Another wave of oil slicks from a sunken tanker is headed toward the northwest coast of Spain. Stormy weather is making clean-up operations extremely difficult.
Spanish officials and hundreds of volunteers are desperately working to limit the damage from an estimated 10,000 tons of fuel oil floating off the northwestern Spanish region of Galicia.
The oil comes from the tanker Prestige, which split in two and sank on November 19, after being towed some 250 kilometers offshore. The week before, the vessel had let loose an estimated 6,000 tons of oil when its hull cracked in a storm, blackening more than 400 kilometers of coastline and bringing the fishing industry in the region to a standstill.
Now another wave of oil slicks is threatening the picturesque Galician coastline, indented by a number of inlets rich in fishing resources. Known as the Coast of Death, the threatened area runs 250 kilometers between La Coruna in the north and Cape Finisterre in the south.
Pushed on by stormy weather, the first patches of oil washed ashore on Sunday. The Spanish deputy prime minister, Mariano Rajoy, who heads an emergency ministerial committee dealing with the crisis, said the biggest patch was still some distance from the coastline.
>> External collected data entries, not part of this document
PR #3860, opened 2026-05-22
[runtime/iobuf/pool] improve buffer pool defaults

andresilva:


runtime/src/iobuf/pool.rs
```diff
@@ -192,14 +192,13 @@ impl BufferPoolConfig {
     /// Cache-line alignment is used because network buffers don't require page
     /// alignment for DMA, and smaller alignment reduces internal fragmentation.
     pub const fn for_network() -> Self {
-        let cache_line = NZUsize!(cache_line_size());
         Self {
-            pool_min_size: 1024,
+            pool_min_size: 0,
```
andresilva, line 164: The pool is now faster than going to the system allocator, so there's no reason to bypass it in the defaults.

runtime/src/iobuf/pool.rs
```diff
@@ -192,14 +192,13 @@ impl BufferPoolConfig {
...
             min_size: NZUsize!(1024),
-            max_size: NZUsize!(64 * 1024),
+            max_size: NZUsize!(128 * 1024),
```
andresilva, line 166: Why not? This means this pool will use 1GB of memory at peak, same as the storage pool below.

runtime/src/iobuf/pool.rs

A fleet of eight specialized, anti-pollution vessels from various European countries is standing by to continue their clean-up operation as weather permits. So far they have sucked up an estimated 5,000 tons of oil.
Meanwhile, some 1,800 volunteers and military personnel have cleaned up some 2.5 tons from the first wave of oil pollution. More than 11 kilometers of oil slick barriers have been set in place to try to protect inlets and harbors. Another 28 kilometers of barriers are waiting to be put in place.
Mr. Rajoy also confirmed that the Spanish navy on Saturday forced an oil tanker of construction similar to the Prestige out of Spanish territorial waters. Reacting to the disaster brought about by the oil spill, France and Spain last week banned all single-hulled tankers more than 15 years old from sailing within 200 kilometers of their coastlines.